PR #317, opened 2022-09-07
Round float

orelgueta:


GernotMaier (approved):
I guess you have a good reason to choose 5 decimals (and not 2 or 20).

Otherwise good.

orelgueta:
Sort of. The issue is usually in the last digit of the 64 bit float (i.e. 16th digit), so even 14 decimals would have worked for this purpose. However, for off-axis angles it doesn't make sense to discuss anything below 0.001 degree so I rounded at 5 decimals point to allow going even further. If we want to be safer though, I can change to 14, no problem.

BRIEF. Give back the entries exactly. Omit none of them.

PROBLEM SOLUTION.
PR #317, opened 2022-09-07
Round float

orelgueta:


GernotMaier (approved):
I guess you have a good reason to choose 5 decimals (and not 2 or 20).

Otherwise good.

orelgueta:
Sort of. The issue is usually in the last digit of the 64 bit float (i.e. 16th digit), so even 14 decimals would have worked for this purpose. However, for off-axis angles it doesn't make sense to discuss anything below 0.001 degree so I rounded at 5 decimals point to allow going even further. If we want to be safer though, I can change to 14, no problem.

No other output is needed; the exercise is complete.